Using copper ions to amplify ROS-mediated fluorescence for continuous online monitoring of extracellular glucose in living rat brain.

In this study we developed a facile and sensitive method for continuous monitoring of extracellular glucose concentration in living rat brain through microdialysis (MD) sampling in conjunction with (i) online sample derivatization using glucose oxidase to generate H2O2, which converted a reactive oxygen species-responsive fluorescent dye, 2',7'-dichlorodihydrofluorescein (DCFH), into fluorescent species, and (ii) a novel non-immobilized enzyme-based fluorescence assay strategy, featuring copper ion (Cu(2+))-facilitated amplification of the fluorescence intensity. After evaluating the experimental conditions for glucose oxidation and fluorescence generation, the introduction of Cu(2+) ions to this system resulted in an additional 51-fold amplification of the net fluorescence intensity.

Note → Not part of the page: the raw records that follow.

PR #4549, opened 2024-07-22
[PM-2943] Enable Nullable Repositories in Unowned Files

justindbaur:
## 🎟️ Tracking

https://bitwarden.atlassian.net/browse/PM-2943

## 📔 Objective

Enable [nullable annotations](https://learn.microsoft.com/en-us/dotnet/csharp/nullable-references#null-state-analysis) in our repository layer. This PR only partially enables it in all files that don't have a team owner. After enabling nullable I then tried to satisfy all the warnings in the least obtrusive way possible. 

This PR does have more warnings (111) than the baseline (64) but they are largely in test files that are owned by a team. I plan to address those in those team specific PR's. 

## ⏰ Reminders before review

- CI builds passed

## 🦮 Reviewer guidelines

### DIFF
--- a/src/Core/Repositories/ICollectionCipherRepository.cs
+++ b/src/Core/Repositories/ICollectionCipherRepository.cs
@@ -2,6 +2,8 @@
 
 namespace Bit.Core.Repositories;
 
+#nullable enable
+
 public interface ICollectionCipherRepository
 {
     Task<ICollection<CollectionCipher>> GetManyByUserIdAsync(Guid userId);
--- a/src/Core/Repositories/TableStorage/EventRepository.cs
+++ b/src/Core/Repositories/TableStorage/EventRepository.cs
@@ -4,6 +4,8 @@ using Bit.Core.Settings;
 using Bit.Core.Utilities;
 using Bit.Core.Vault.Entities;
 
+#nullable enable
+
 namespace Bit.Core.Repositories.TableStorage;
 
 public class EventRepository : IEventRepository
@@ -78,9 +80,9 @@ public class EventRepository : IEventRepository
         await CreateEventAsync(entity);
     }
 
-    public async Task CreateManyAsync(IEnumerable<IEvent> e)
+    public async Task CreateManyAsync(IEnumerable<IEvent>? e)
     {
-        if (!e?.Any() ?? true)
+        if (e is null || !e.Any())
         {
             return;
         }
@@ -91,7 +93,7 @@ public class EventRepository : IEventRepository
             return;
         }
 
-        var entities = e.Where(ev => ev is EventTableEntity).Select(ev => ev as EventTableEntity);
+        var entities = e.OfType<EventTableEntity>();
         var entityGroups = entities.GroupBy(ent => ent.PartitionKey);
         foreach (var group in entityGroups)
         {
@@ -134,7 +136,7 @@ public class EventRepository : IEventRepository
         var result = new PagedResult<IEvent>();
         var query = _tableClient.QueryAsync<AzureEvent>(filter, pageOptions.PageSize);
 
-        await using (var enumerator = query.AsPages(pageOptions?.ContinuationToken,
+        await using (var enumerator = query.AsPages(pageOptions.ContinuationToken,
             pageOptions.PageSize).GetAsyncEnumerator())
         {
             await enumerator.MoveNextAsync();
--- a/src/Infrastructure.Dapper/Repositories/CollectionRepository.cs
+++ b/src/Infrastructure.Dapper/Repositories/CollectionRepository.cs
@@ -7,6 +7,8 @@ using Bit.Core.Settings;
 using Dapper;
 using Microsoft.Data.SqlClient;
 
+#nullable enable
+
 namespace Bit.Infrastructure.Dapper.Repositories;
 
 public class CollectionRepository : Repository<Collection, Guid>, ICollectionRepository
@@ -32,7 +34,7 @@ public class CollectionRepository : Repository<Collection, Guid>, ICollectionRep
         }
     }
 
-    public async Task<Tuple<Collection, CollectionAccessDetails>> GetByIdWithAccessAsync(Guid id)
+    public async Task<Tuple<Collection?, CollectionAccessDetails>> GetByIdWithAccessAsync(Guid id)
     {
         using (var connection = new SqlConnection(ConnectionString))
         {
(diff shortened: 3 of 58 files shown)


src/Core/Repositories/TableStorage/EventRepository.cs
```diff
@@ -78,9 +80,9 @@ public async Task CreateAsync(IEvent e)
         await CreateEventAsync(entity);
     }
 
-    public async Task CreateManyAsync(IEnumerable<IEvent> e)
+    public async Task CreateManyAsync(IEnumerable<IEvent>? e)
     {
-        if (!e?.Any() ?? true)
+        if (e is null || !e.Any())
```
justindbaur, line 85: The old pattern confuses null state analysis and makes it think that e is possibly null even though it shouldn't. This way of writing it helps it understand and in my opinion is more readable. We likely don't even want to allow null to be passed in but as this method is currently written it is meant to gracefully handle null so I kept it. When I go through the service layer I may revisit this to disallow a null collection.

src/Infrastructure.EntityFramework/Repositories/TaxRateRepository.cs
```diff
@@ -17,9 +19,9 @@ public async Task ArchiveAsync(Core.Entities.TaxRate model)
         using (var scope = ServiceScopeFactory.CreateScope())
         {
             var dbContext = GetDatabaseContext(scope);
-            var entity = await dbContext.FindAsync<Core.Entities.TaxRate>(model);
-            entity.Active = false;
-            await dbContext.SaveChangesAsync();
+            await dbContext.TaxRates
+                .Where(tr => tr.Id == model.Id)
+                .ExecuteUpdateAsync(property => property.SetProperty(tr => tr.Active, false));
```
justindbaur, line 24: This method would have completely failed before. `model` isn't the key for `TaxRate`, we should have been passing in `model.Id`. If I just fixed that it would have thrown a `NullReferenceException` when calling `entity.Active` and the given tax rate doesn't exist. This new code behaves much more like the [SQL Server one](https://github.com/bitwarden/server/blob/cca358c88caacfbfbb8030580a567dc8d64ee5a1/src/Sql/dbo/Stored%20Procedures/TaxRate_Archive.sql#L7-L12). It doesn't check at all if a tax rate was actually archived.

...also I don't believe this table gets used at all in SH so this doesn't really matter.

src/Core/Repositories/TableStorage/EventRepository.cs
```diff
@@ -91,7 +93,7 @@ public async Task CreateManyAsync(IEnumerable<IEvent> e)
             return;
         }
 
-        var entities = e.Where(ev => ev is EventTableEntity).Select(ev => ev as EventTableEntity);
+        var entities = e.OfType<EventTableEntity>();
```
justindbaur, line 96: `OfType` does the [same thing](https://github.com/dotnet/runtime/blob/ed53f555311c1cff94153c18aceb3f5997904b8e/src/libraries/System.Linq/src/System/Linq/OfType.cs#L50) we were already doing except by only iterating through the list once and maintaining null analysis.

src/Core/Repositories/TableStorage/EventRepository.cs
dani-garcia: I have to agree that it's way more readable like this, the previous way made me pull out pen and paper to evaluate the order of operations lol

src/Infrastructure.EntityFramework/Repositories/DatabaseContextExtensions.cs
```diff
@@ -1,16 +1,20 @@
...
+#nullable enable
+
 namespace Bit.Infrastructure.EntityFramework.Repositories;
 
 public static class DatabaseContextExtensions
 {
     public static async Task UserBumpAccountRevisionDateAsync(this DatabaseContext context, Guid userId)
     {
         var user = await context.Users.FindAsync(userId);
+        Debug.Assert(user is not null);
```
dani-garcia, line 17: Question: I'm curious why we're using `Debug.Assert` here instead of doing `user!.AccountRevisionDate ...` like in some other places, presumably both options would throw an exception if `user` is null right?

src/Infrastructure.Dapper/Repositories/CollectionRepository.cs
```diff
@@ -311,7 +315,9 @@ public async Task<ICollection<CollectionAccessSelection>> GetManyUsersByIdAsync(
 
     public class CollectionWithGroupsAndUsers : Collection
     {
-        public DataTable Groups { get; set; }
-        public DataTable Users { get; set; }
+        [DisallowNull]
+        public DataTable? Groups { get; set; }
```
dani-garcia, line 319: Question: It seems a bit surprising to declare the elements as nullable with `?` and then annotate them with `DisallowNull`, what is the difference between this and just marking them non-nullable?

dani-garcia (approved):
Overall looks pretty good to me, just a couple of small questions

src/Core/Repositories/ICollectionCipherRepository.cs
```diff
@@ -2,6 +2,8 @@
 
 namespace Bit.Core.Repositories;
 
+#nullable enable
```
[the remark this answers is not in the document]
justindbaur: Good catch, yes!

src/Infrastructure.Dapper/Repositories/CollectionRepository.cs
justindbaur: This one is tough and can really go multiple ways so happy for some input. My reasoning for this one was because these properties are `null` (albeit very briefly) after the `JsonSerializer.Deserialize<CollectionWithGroupsAndUsers>(JsonSerializer.Serialize(obj))!` calls above. So that is why it feels more honest to say they might be null if someone where to attempt to access it. But then `DisallowNull` makes it so that it will still warn if someone would try to assign null to it. Which is seeming undesirable since we do  this `users != null ? users.ToArrayTVP() : Enumerable.Empty<CollectionAccessSelection>().ToArrayTVP();` whole dance instead of doing `users?.ToArrayTVP()`. 

My bigger preference is to probably not even need this class at all and also skip using json to do a clone-y thing and then there wouldn't be a period of time where the object is in a not good state.

src/Infrastructure.EntityFramework/Repositories/DatabaseContextExtensions.cs
justindbaur: Honestly the other place in this PR _could_ probably use `Debug.Assert` as well. I treat `Debug.Assert`'s as my 0 cost way of making assumptions (and I should have used a better error message which I did change here). Basically the user id should be validated to actually exist in the database by some other way. The other one in this PR should probably actually handle null in that case because as far as I can tell it's a bit more possible.

src/Infrastructure.Dapper/Repositories/CollectionRepository.cs
dani-garcia: Ah that makes sense, the whole deserialize/serialize thing is definitely a bit suboptimal yeah. I agree with you that `DisallowNull` is better than nothing, though.

dani-garcia (approved):
LGTM!

rkac-bw (approved):
lgtm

By sequentially loading brain microdialysate into the dual sample collection loops, the sampling frequency was 7.5h(-1). Based on a 40-μL sample volume, the system's detection limit reached as low as 0.18 mM, sufficiently accurate to determine the extracellular glucose concentrations in living rat brains. To demonstrate the proposed system's practical performance and applicability, we conducted (i) spike analyses of biomolecule-rich fetal bovine serum sample, confirming that the analytical reliability was similar to that of a commercial glucose kit, and (ii) in vivo dynamic monitoring of the extracellular glucose concentrations in living rat brains after inducing neural depolarization by perfusing a high-K(+) medium from the MD probe.